◆ PROBLEM TO SOLVE: The required output is the exact run of lines below that opens at the line with "bengarney: I'd love" and closes at the line with "Or.. I can just add it as a card.".

◆ DATA EXTRACT:
※

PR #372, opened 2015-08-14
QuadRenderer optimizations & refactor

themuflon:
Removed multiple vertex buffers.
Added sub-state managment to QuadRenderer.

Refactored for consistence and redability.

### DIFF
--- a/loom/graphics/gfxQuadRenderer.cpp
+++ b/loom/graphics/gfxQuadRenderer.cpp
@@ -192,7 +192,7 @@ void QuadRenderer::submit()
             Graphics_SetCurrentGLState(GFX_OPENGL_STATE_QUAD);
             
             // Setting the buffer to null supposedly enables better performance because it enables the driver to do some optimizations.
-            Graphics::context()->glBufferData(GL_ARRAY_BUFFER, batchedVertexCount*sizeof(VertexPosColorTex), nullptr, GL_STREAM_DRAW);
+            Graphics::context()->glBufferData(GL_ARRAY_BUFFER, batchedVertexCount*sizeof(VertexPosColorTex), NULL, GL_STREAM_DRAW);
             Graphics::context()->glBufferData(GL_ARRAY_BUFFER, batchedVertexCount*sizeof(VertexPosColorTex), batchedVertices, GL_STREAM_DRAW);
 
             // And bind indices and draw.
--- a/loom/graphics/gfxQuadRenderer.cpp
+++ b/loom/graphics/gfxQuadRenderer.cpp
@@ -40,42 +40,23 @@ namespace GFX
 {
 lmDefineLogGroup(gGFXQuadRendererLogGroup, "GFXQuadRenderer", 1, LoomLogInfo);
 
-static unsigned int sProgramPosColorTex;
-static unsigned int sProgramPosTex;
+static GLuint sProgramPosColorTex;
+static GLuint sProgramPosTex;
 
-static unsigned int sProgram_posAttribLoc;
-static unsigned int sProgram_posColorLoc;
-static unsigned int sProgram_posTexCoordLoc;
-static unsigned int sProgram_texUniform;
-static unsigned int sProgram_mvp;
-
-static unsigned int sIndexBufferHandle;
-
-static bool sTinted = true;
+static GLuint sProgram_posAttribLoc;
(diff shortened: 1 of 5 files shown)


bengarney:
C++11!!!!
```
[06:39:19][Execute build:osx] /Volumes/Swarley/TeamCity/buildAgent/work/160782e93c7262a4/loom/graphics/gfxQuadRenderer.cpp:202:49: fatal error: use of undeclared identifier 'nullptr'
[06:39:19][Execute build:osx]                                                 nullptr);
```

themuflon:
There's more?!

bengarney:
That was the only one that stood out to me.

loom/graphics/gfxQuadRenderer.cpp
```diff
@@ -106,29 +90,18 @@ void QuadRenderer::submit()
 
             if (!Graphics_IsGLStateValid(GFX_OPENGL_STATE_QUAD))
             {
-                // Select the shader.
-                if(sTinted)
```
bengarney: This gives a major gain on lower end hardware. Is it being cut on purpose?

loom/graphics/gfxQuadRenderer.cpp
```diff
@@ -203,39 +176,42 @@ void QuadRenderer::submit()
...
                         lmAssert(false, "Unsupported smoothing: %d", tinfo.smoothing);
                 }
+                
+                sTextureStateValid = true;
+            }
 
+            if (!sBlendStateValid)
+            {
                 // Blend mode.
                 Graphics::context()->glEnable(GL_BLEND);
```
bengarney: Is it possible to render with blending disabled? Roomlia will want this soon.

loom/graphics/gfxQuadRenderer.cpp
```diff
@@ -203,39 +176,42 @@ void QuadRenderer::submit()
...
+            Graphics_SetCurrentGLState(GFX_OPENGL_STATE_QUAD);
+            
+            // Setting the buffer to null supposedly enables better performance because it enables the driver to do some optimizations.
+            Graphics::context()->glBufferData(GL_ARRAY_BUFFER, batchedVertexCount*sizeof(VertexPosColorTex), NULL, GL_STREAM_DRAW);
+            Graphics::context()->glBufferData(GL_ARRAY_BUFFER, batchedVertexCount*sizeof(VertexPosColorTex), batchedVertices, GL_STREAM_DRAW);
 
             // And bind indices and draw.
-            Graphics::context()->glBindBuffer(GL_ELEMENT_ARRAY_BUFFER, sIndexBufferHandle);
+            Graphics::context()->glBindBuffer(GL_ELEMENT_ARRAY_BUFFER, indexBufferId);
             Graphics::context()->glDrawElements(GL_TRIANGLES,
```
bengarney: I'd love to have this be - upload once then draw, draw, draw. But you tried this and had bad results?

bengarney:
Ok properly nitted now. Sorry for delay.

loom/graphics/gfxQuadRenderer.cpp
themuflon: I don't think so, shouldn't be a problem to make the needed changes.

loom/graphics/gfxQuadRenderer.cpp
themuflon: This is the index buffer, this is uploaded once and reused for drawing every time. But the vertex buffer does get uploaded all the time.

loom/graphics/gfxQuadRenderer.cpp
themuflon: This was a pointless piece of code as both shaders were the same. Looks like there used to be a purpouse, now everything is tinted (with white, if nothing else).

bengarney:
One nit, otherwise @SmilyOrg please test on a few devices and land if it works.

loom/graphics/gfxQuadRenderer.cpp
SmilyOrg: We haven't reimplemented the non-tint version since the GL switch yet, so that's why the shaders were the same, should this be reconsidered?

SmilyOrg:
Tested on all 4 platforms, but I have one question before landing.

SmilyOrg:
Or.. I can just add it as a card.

※

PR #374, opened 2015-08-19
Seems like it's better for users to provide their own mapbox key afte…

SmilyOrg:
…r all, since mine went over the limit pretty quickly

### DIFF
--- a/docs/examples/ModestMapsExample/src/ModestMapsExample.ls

※

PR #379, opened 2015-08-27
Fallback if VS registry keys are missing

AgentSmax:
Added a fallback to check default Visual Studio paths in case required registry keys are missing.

※

◆ TASK SOLUTION:
bengarney: I'd love to have this be - upload once then draw, draw, draw. But you tried this and had bad results?

bengarney:
Ok properly nitted now. Sorry for delay.

loom/graphics/gfxQuadRenderer.cpp
themuflon: I don't think so, shouldn't be a problem to make the needed changes.

loom/graphics/gfxQuadRenderer.cpp
themuflon: This is the index buffer, this is uploaded once and reused for drawing every time. But the vertex buffer does get uploaded all the time.

loom/graphics/gfxQuadRenderer.cpp
themuflon: This was a pointless piece of code as both shaders were the same. Looks like there used to be a purpouse, now everything is tinted (with white, if nothing else).

bengarney:
One nit, otherwise @SmilyOrg please test on a few devices and land if it works.

loom/graphics/gfxQuadRenderer.cpp
SmilyOrg: We haven't reimplemented the non-tint version since the GL switch yet, so that's why the shaders were the same, should this be reconsidered?

SmilyOrg:
Tested on all 4 platforms, but I have one question before landing.

SmilyOrg:
Or.. I can just add it as a card.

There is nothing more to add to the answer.